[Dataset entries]

Issue #1102, opened 2025-12-21
Cant docker build using supplied Dockerfile


minsonj2016:
I was trying to do a docker build using the alpine Dockerfile and cant get past this error

0.616 Error: Cannot find module '/app/src/backend/index'

I tried 3.0.1 , 3.1.0 and latest

Its not a big deal as the 'pulled' image works fine . I was just trying to learn a little more about docker/npm/pigallery2

Thanks

bpatrik:
Which dockerfile are you using? My guess is that you are missing the source file (if i remember correctly the build source should be next to the docker file)

minsonj2016:
/nt01/Data/PiGallery2/pigallery2-master/docker/alpine $ ls
Dockerfile.build

bpatrik:
yes you need the source files in the same folder: https://github.com/bpatrik/pigallery2/blob/3c3fe13271487140ccdad1386f23245f4c6e5671/docker/alpine/Dockerfile.build#L28

minsonj2016:
Let me clarify what 'm doing .
I wget latest and unzip it.
Now I have pigallery2-master in my current directory.
Then I copy the alpine dockerfile to .
I then modify the Dockerfile changing "COPY pigallery2-release /app" to "COPY pigallery2-master /app"
Then docker build -t pigallery:local-latest .

[](/mnt01/Data/PiGallery2 $ docker build -t pigallery:local-latest .
[+] Building 196.5s (14/14) FINISHED                                                                                                                      docker:default
 => [internal] load build definition from Dockerfile                                                                                                                0.0s
 => => transferring dockerfile: 2.69kB                                                                                                                              0.0s
 => [internal] load metadata for docker.io/library/node:22-alpine3.22                                                                                               0.2s
 => [internal] load .dockerignore                                                                                                                                   0.0s
 => => transferring context: 2B                                                                                                                                     0.0s
 => [internal] load build context                                                                                                                                   2.0s
 => => transferring context: 123.71MB                                                                                                                               2.0s
 => [builder 1/6] FROM docker.io/library/node:22-alpine3.22@sha256:b2358485e3e33bc3a33114d2b1bdb18cdbe4df01bd2b257198eb51beb1f026c5                                 0.0s
 => CACHED [builder 2/6] RUN apk add --no-cache --update     --repository=https://dl-cdn.alpinelinux.org/alpine/edge/main     --repository=https://dl-cdn.alpineli  0.0s
[...]

PR #1127, opened 2026-01-29
Updated Dockerfile

moaz-ahmed:
Changed builder path to correctly refer to `/build/release` instead of `/app` which doesn't exist. This has caused the selfcontained docker file build to [fail](https://github.com/bpatrik/pigallery2/issues/1102).


bpatrik:
thanks!

PR #1131, opened 2026-02-08
Fix biased random sort by using Fisher-Yates shuffle

infinitejones:
## Summary

- The random sort option used `Array.sort()` with a random comparator, which is a [well-known antipattern](https://blog.codinghorror.com/the-danger-of-naivete/) that produces biased results — items tend to stay near their original (alphabetically sorted) position
- This is especially noticeable when filenames share a common prefix (e.g. `France - beach`, `France - city`, `Italy - beach`, `Italy - city`), as the alphabetical pre-sort clusters them and the biased shuffle preserves those clusters
- Replaced with [Fisher-Yates shuffle](https://en.wikipedia.org/wiki/Fisher%E2%80%93Yates_shuffle) for both media and directories, which guarantees a uniform random permutation
- The existing seeded PRNG is still used, so the shuffle remains deterministic within a page load

## Test plan

- [ ] Select random sorting on a gallery with many similarly-named files and verify items are well-mixed
- [ ] Verify the shuffle is stable within a page load (navigating away and back gives the same order)
- [ ] Verify directory random sorting also works correctly

🤖 Generated with [Claude Code](https://claude.com/claude-code)

### DIFF
--- a/src/frontend/app/ui/gallery/navigator/sorting.service.ts
+++ b/src/frontend/app/ui/gallery/navigator/sorting.service.ts
@@ -173,18 +173,10 @@ export class GallerySortingService {
         break;
       case SortByTypes.Random:
         this.rndService.setSeed(media.length);
-        media.sort((a: PhotoDTO, b: PhotoDTO): number => {
-          if (a.name.toLowerCase() < b.name.toLowerCase()) {
-            return -1;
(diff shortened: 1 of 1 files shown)


bpatrik:
thanks!

PR #1139, opened 2026-03-24
Add Apple Live Photo Support

### LINKED ISSUE #609: Support for Apple Live Photos

bexelbie:
Closes #609

## What

Apple Live Photos (HEIC still + MOV video pairs) are displayed as a single media item with inline video playback, instead of appearing as two separate
entries.

The feature is gated behind `Client.Media.LivePhoto.enabled` (default: true).  Schema version 41→42 triggers a full re-index on upgrade.

This is my first commit.  I believe I have followed the guide in the code and met your standards.  I'm happy to make changes.

## Strategy

- **Index everything, pair at response time.** Both the HEIC and MOV are indexed independently. Pairing happens in `cleanUpGalleryResults` when building the API response — no schema-level joins or foreign keys.
- **Metadata-based matching.** Pairs are linked by a Content Identifier UUID embedded in both files (Apple MakerNote tag 0x0011 in HEIC, QuickTime `content.identifier` in MOV). No filename heuristics.
- **Companion videos are filtered from listings** after pairing, so the grid shows one item per Live Photo.
- **`contentIdentifier` stays server-side only.** It lives on the DB entity for indexing but is stripped before the API response — the client never sees it.

## UX

- **Grid:** A "LIVE" badge appears on paired photos.
- **Lightbox:** Hovering (or touching) the LIVE badge plays the companion video inline, muted, matching Apple's behavior. The badge is the only interactive hotspot — it does not interfere with existing swipe/zoom/pan gestures.
- **Info panel:** Shows both the still image and companion video metadata (filename, dimensions, size, duration) in separate rows.

## Commits

1. **Data model, config, metadata extraction** — `contentIdentifier` column, `LiveVideoInfo` interface, MakerNote parser, ffprobe extraction, config toggle, schema version bump (41→42)
2. **Response-time pairing middleware** — `pairLivePhotos()` in GalleryMWs, `contentIdentifier` stripping, ContentWrapper pack/unpack for `liveVideoPath`/`liveVideoInfo`
3. **Lightbox playback** — hover-to-play on badge, `pointer-events: none` container to avoid gesture conflicts, muted video element
4. **Grid badge + info panel** — LIVE indicator in grid, companion video details in info panel with videocam icon

## Tests

- **Backend:** MetadataLoader extraction tests (MOV content ID, HEIC MakerNote, non-Live-Photo passthrough) and GalleryMWs pairing tests (matching, non-matching, config disabled, search results, unpaired video retention, contentIdentifier stripping)
- **Frontend:** GridMedia unit tests, grid photo badge rendering, lightbox media rendering + interaction (mouse and touch events), info panel companion video display


bexelbie:
Untitled


Untitled 2

test/backend/assets/live_photo/IMG_7943.HEIC
bpatrik, line 1: if possible make these assets smaller

src/frontend/app/ui/gallery/lightbox/media/media.lightbox.gallery.component.html
```diff
@@ -15,6 +15,30 @@
...
+           playsinline
+           (error)="onImageError()"
+           #liveVideo>
+      <source [src]="liveVideoSrc" (error)="onSourceError()">
+    </video>
+    <div class="live-photo-badge"
+         [class.active]="liveVideoPlaying"
+         (mouseenter)="startLiveVideo()"
+         (mouseleave)="stopLiveVideo()"
+         (touchstart)="startLiveVideo()"
```
bpatrik: does this mean that if i click the button it will start playing the video?

if not i think that would be nice.

src/common/entities/MediaDTO.ts
```diff
@@ -4,12 +4,23 @@ import {FileDTO} from './FileDTO';
 import {SupportedFormats} from '../SupportedFormats';
 import {Utils} from '../Utils';
 
+export interface LiveVideoInfo {
```
bpatrik: If possible, can you make this and video metadata interface interface have the same parent/ share properties?

src/common/config/public/ClientConfig.ts
```diff
@@ -1381,6 +1381,20 @@ export class ClientGPXCompressingConfig {
   enabled: boolean = true;
 }
 
+@SubConfigClass({tags: {client: true}, softReadonly: true})
+export class ClientLivePhotoConfig {
+  @ConfigProperty({
+    tags: {
+      name: $localize`Enable`,
+      priority: ConfigPriority.advanced,
+      uiResetNeeded: {db: true},
```
bpatrik: To my understanding this feature reads the identifier and saves to the DB.
At serving time it pairs photos with videos. 

It think we should always save the ID to the DB and only gate this feature during serving time, so its less confusing to the user when they switch this feature on and off. 

make sure that the ID is filtered in the response.

src/backend/model/fileaccess/MetadataLoader.ts
```diff
@@ -179,7 +188,7 @@ export class MetadataLoader {
       creationDate: 0,
       fileSize: 0,
     };
-    const exifrOptions = {
+    const exifrOptions: any = {
```
bpatrik: try to avoid using any, lint will fail on it. maybe set makerNote to false instead as default? Ot just to Config.Media.LivePhoto.enabled

bpatrik (commented):
Thank you for the contribution!

I'm generally happy with it. I made some comments, can you please take a look?


Also are mov files support on non mac ?
Like linux/win + FF or chrome users will be able to make this feature work?

I only found an old thread that its not straightforward: https://stackoverflow.com/questions/57060193/browser-support-for-mov-video

src/frontend/app/ui/gallery/grid/GridMedia.ts
```diff
@@ -29,6 +31,27 @@ export class GridMedia extends Media {
...
+    const encodedPath = encodeURI(this.media.liveVideoPath)
+      .replace(new RegExp('#', 'g'), '%23')
+      .replace(new RegExp('\\$', 'g'), '%24')
+      .replace(new RegExp('\\?', 'g'), '%3F');
+    return Utils.concatUrls(
+      Config.Server.urlBase,
+      Config.Server.apiPath,
+      '/gallery/content/',
+      encodedPath,
+      '/bestFit'
```
bpatrik, line 51: I guess this will let ppl to transcode the mov files and make them work on all browsers

bexelbie:
I believe this code (I squashed the commits) addresses all of your feedback, including smaller test assets, the click to play changes, shared interface, and always extracting as well as lint `any types` clean up.  Regarding mov files, as there is no on-the-fly video conversion, users on Linux will need to have done a transcoding job.  If they have, they will get served the transcoded file, just like with other videos.  Otherwise, they will get the feedback they would normally get.

WDYT?

bpatrik:
Sounds good lets give it a try :)

thank you for the contribution

PR #1151, opened 2026-05-20
Read metadata from sharp fallback for image formats

Railline:
## Summary
- read embedded EXIF/XMP/IPTC buffers exposed by sharp when exifr cannot parse the file directly
- keep parsed sharp metadata sections together before mapping them into PiGallery metadata
- add a focused WebP regression fixture local to the metadata loader test
- update affected tests for newly indexed GIF media and nondeterministic SQL cover selection

## Tests
- npm run build-backend
- npm run lint
- mocha test/backend/unit/model/threading/MetaDataLoader.spec.js
- mocha test/backend/unit/model/threading/DiskManagerWorker.spec.js
- mocha test/backend/unit/model/sql/IndexingManager.spec.js --grep should save photos with extreme parameters with local MariaDB


bpatrik:
Sorry but what does the PR solve exactly? The app was already falling back to sharp

Railline:
> Sorry but what does the PR solve exactly? The app was already falling back to sharp

Hi hi ^^

This PR fixes WebP metadata extraction in the Sharp fallback path.

The app already falls back to Sharp when exifr cannot parse the image directly, but Sharp can expose raw exif, xmp, and iptc buffers. Previously those buffers were not parsed separately, so metadata such as creation date, timezone offset, keywords, and face regions could be missed.

The PR parses those buffers and maps the extracted data into PiGallery2 metadata.

bpatrik:
sounds good thanks for the contribution

test/backend/unit/model/sql/IndexingManager.spec.ts
```diff
@@ -495,6 +495,8 @@ describe('IndexingManager', (sqlHelper: DBTestHelper) => {
 
     DirectoryDTOUtils.removeReferences(selected);
     removeIds(selected);
+    delete selected.cache.cover;
```
bpatrik, line 498: Im not sure why do you need to remove this. I would expect that you change does not touch this part

test/backend/unit/model/threading/MetaDataLoader.spec.ts
```diff
@@ -312,7 +318,7 @@ describe('MetadataLoader', () => {
     for (let i = 0; i <= 8; ++i) {
       it('Landscape ' + i, async () => {
         const data = await MetadataLoader.loadPhotoMetadata(path.join(__dirname, '/../../../assets/orientation/Landscape_' + i + '.jpg'));
-        const expected = require(path.join(__dirname, '/../../../assets/orientation/Landscape.json'));
+        const expected = Utils.clone(require(path.join(__dirname, '/../../../assets/orientation/Landscape.json')));
```
bpatrik, line 321: Im not sure why do you need to remove this. I would expect that you change does not touch this part

Railline:
my bad i have test my build and that make more problem than it solve

PR #1156, opened 2026-05-30
Revert "Add Apple Live Photo Support"

bpatrik:
Reverts bpatrik/pigallery2#1139 as it is breaking tests


bpatrik:
not this one was the culprit

PR #1161, opened 2026-06-05
fix: display HEIC/DNG/ARW/TIFF photos in non-Safari browsers

vqminh:
Two issues fixed:

1. Convert non-browser-native formats to WebP for full-res viewing. HEIC, DNG, ARW, and TIFF files were served raw to the browser, but only Safari supports HEIC natively. Now these formats are converted to full-resolution WebP on first access and cached in TranscodedFolder.

2. Check file size when validating cached thumbnails. Previously the code used fsp.access()/fs.existsSync() which only checks existence. Failed conversions that produced 0-byte files were treated as valid thumbnails, permanently breaking those photos. Now all cache checks verify stat.size > 0.

### DIFF
--- a/src/backend/middlewares/thumbnail/ThumbnailGeneratorMWs.ts
+++ b/src/backend/middlewares/thumbnail/ThumbnailGeneratorMWs.ts
@@ -93,7 +93,14 @@ export class ThumbnailGeneratorMWs {
           size
         );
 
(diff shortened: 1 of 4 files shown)


bpatrik:
I think we do this already. or at least partially. There might be some issue when zooming in

PR #138, opened 2021-09-15
[magnum]: do not use deprecated Magnum functions

costashatz:
Update for latest upstream Magnum...


jbmouret:
shouldn't we merge this to `devel' and keep the master to a specific version of Magnum? 

Merging this will break all the installations/containers that did not update Magnum yet, I guess...

costashatz:
We need to first have a `devel` branch.. ;)

I think that I like more the following: `master` is development, other branches or tags for stable things. I can create one for your needs. What do you think?

jbmouret:
Yes, this works for me too, but we need to keep a "release x" branch in that case :)

costashatz:
Good! I'll first make a PR to remove (the dead now) travis and use GitHub actions for CI. Then I'll create separate release branches..

costashatz:
@jbmouret I'll merge this and let me know if things will break for your dockers/setups. Of course the easiest solution is just to use latest Corrade/Magnum etc, but once we make the 1.0.0 release we'll provide installation instructions for specific commits of Corrade/Magnum etc for easy portability and avoid issues.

▸ Task directions: Filter the records down to the lines that contain the string "Sorry", and copy those lines.

▸ Result of this task:
Sorry but what does the PR solve exactly? The app was already falling back to sharp
> Sorry but what does the PR solve exactly? The app was already falling back to sharp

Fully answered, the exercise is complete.